#### [ABOUT THIS TASK]
For every line that contains the string "just", pull that line out of the material below.
################
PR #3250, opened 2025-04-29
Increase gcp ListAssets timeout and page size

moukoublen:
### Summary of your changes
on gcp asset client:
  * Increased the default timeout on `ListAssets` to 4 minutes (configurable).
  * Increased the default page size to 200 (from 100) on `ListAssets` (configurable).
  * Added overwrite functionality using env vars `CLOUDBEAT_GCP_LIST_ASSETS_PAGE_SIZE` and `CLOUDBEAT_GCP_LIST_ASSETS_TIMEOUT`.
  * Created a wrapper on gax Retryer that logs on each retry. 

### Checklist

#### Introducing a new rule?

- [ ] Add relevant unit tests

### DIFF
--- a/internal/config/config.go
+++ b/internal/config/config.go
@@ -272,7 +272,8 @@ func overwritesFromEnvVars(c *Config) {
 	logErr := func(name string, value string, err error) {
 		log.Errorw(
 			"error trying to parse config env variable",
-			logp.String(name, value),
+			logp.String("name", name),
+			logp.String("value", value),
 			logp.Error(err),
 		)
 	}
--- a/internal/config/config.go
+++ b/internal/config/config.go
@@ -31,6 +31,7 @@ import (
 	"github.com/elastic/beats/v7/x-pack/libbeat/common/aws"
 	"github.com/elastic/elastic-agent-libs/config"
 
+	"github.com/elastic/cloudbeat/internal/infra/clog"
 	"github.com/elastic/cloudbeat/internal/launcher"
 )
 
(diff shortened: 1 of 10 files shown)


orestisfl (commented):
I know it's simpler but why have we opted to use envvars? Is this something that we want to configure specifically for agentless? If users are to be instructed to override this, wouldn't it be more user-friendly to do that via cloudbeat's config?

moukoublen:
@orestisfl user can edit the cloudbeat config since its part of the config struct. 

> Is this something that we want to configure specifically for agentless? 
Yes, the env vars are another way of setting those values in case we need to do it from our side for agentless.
################
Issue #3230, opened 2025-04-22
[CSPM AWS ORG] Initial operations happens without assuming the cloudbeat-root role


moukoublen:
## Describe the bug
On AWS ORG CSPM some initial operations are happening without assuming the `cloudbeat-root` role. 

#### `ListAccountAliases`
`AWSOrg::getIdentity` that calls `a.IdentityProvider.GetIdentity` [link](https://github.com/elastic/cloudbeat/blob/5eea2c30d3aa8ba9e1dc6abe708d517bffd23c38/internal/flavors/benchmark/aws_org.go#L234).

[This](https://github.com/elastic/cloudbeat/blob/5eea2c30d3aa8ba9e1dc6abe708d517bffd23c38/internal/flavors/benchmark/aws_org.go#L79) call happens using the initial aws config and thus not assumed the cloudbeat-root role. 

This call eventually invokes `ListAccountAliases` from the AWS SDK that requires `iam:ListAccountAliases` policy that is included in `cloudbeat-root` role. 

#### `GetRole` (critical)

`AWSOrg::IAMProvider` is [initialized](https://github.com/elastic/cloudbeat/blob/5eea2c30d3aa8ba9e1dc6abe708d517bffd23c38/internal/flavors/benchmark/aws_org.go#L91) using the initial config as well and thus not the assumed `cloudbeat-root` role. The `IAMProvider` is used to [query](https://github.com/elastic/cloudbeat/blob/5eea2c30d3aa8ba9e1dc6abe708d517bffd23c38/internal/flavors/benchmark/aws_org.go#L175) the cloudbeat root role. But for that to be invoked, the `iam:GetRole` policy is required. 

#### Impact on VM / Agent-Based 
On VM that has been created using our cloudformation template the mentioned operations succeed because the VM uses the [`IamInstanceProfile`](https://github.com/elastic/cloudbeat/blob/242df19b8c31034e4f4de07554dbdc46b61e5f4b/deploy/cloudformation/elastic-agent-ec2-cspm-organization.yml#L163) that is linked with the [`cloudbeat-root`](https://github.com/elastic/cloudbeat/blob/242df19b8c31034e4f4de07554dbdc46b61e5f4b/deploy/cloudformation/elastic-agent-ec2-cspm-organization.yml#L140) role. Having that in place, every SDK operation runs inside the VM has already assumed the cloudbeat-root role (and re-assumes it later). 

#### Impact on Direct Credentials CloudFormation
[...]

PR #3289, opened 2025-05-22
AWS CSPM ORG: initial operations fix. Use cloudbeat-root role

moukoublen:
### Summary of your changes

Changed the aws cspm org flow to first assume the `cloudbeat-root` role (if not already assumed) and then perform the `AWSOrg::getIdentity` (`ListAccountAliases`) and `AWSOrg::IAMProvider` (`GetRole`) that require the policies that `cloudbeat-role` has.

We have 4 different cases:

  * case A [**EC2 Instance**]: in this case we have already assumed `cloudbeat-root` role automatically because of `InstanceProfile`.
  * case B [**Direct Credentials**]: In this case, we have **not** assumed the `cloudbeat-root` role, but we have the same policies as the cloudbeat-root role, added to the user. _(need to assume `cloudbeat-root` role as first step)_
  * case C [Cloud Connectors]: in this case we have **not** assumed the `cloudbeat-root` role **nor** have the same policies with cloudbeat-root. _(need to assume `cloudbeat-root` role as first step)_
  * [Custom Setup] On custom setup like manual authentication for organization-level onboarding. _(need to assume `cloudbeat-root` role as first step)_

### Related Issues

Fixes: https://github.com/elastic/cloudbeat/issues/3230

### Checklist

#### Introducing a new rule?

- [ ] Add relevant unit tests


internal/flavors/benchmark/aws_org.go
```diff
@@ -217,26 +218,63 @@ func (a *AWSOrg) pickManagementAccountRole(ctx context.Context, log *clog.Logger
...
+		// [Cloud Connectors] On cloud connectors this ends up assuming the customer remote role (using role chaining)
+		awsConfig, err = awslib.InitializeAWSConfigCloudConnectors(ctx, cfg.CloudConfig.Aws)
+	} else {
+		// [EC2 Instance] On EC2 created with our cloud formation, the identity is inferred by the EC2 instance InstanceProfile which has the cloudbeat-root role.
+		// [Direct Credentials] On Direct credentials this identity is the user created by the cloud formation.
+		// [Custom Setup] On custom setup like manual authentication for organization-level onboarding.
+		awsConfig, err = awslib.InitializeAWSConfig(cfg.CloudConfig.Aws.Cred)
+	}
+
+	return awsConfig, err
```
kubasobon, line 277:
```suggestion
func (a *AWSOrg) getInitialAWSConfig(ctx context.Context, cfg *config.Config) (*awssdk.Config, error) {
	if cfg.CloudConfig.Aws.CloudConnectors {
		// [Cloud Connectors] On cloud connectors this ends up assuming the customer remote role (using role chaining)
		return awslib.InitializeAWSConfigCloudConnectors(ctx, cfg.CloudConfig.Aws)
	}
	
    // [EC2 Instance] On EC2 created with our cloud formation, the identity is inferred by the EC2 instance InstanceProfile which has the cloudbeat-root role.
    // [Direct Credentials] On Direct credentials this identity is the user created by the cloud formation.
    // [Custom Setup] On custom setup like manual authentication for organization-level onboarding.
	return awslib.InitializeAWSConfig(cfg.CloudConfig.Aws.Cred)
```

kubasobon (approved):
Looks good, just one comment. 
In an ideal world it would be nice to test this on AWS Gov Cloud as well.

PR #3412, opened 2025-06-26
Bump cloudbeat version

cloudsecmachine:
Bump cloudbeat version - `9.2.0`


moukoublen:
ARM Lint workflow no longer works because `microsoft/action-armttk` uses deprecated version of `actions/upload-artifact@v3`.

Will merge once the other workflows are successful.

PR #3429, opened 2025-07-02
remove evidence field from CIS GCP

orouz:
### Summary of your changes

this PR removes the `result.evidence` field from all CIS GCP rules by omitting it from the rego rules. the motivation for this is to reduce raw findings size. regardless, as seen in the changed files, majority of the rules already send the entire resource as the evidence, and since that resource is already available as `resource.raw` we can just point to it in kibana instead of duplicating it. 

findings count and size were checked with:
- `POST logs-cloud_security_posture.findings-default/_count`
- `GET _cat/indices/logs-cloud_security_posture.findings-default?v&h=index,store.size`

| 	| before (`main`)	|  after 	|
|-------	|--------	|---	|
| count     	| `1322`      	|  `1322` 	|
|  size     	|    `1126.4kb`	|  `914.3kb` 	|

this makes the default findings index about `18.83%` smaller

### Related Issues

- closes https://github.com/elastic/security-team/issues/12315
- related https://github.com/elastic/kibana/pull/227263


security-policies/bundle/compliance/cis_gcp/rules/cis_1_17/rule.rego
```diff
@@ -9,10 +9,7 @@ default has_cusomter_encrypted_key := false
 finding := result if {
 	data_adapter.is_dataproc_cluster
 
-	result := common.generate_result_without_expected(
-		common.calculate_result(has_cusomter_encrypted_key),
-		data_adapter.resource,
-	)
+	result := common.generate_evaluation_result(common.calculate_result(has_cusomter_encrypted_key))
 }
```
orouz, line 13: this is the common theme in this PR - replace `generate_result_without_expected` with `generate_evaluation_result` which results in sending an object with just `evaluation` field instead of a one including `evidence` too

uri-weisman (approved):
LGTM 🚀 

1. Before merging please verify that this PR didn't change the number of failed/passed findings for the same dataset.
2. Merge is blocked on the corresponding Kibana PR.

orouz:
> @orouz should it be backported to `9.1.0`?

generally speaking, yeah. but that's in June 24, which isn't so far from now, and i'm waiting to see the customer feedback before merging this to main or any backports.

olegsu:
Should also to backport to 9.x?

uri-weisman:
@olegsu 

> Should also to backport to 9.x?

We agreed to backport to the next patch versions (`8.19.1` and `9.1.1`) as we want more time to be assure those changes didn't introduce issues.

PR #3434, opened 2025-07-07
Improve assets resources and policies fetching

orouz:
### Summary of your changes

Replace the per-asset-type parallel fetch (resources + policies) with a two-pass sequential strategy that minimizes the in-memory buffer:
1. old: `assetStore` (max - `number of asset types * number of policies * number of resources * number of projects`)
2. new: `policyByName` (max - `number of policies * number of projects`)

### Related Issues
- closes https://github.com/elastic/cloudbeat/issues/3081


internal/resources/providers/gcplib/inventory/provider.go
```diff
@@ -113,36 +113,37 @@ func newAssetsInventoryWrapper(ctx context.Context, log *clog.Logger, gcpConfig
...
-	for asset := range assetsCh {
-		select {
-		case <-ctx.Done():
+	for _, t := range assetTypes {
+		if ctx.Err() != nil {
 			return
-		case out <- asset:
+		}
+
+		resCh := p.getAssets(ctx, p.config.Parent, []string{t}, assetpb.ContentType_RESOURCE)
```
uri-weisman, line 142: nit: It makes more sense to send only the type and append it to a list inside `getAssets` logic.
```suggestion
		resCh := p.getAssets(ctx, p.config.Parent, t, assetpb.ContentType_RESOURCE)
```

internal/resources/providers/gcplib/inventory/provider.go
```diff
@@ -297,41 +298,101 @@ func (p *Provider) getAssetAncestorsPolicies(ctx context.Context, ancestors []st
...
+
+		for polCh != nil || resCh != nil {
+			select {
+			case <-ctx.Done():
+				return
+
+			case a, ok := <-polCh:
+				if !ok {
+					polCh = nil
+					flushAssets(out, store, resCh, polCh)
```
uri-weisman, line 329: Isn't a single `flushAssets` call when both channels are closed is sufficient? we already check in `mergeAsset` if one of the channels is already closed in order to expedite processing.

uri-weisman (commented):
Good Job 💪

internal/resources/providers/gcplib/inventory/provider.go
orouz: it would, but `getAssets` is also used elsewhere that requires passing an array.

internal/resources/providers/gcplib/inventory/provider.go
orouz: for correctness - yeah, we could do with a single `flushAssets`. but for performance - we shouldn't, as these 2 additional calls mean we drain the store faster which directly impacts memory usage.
################
#### [ANSWER]
Looks good, just one comment. 
this PR removes the `result.evidence` field from all CIS GCP rules by omitting it from the rego rules. the motivation for this is to reduce raw findings size. regardless, as seen in the changed files, majority of the rules already send the entire resource as the evidence, and since that resource is already available as `resource.raw` we can just point to it in kibana instead of duplicating it. 
orouz, line 13: this is the common theme in this PR - replace `generate_result_without_expected` with `generate_evaluation_result` which results in sending an object with just `evaluation` field instead of a one including `evidence` too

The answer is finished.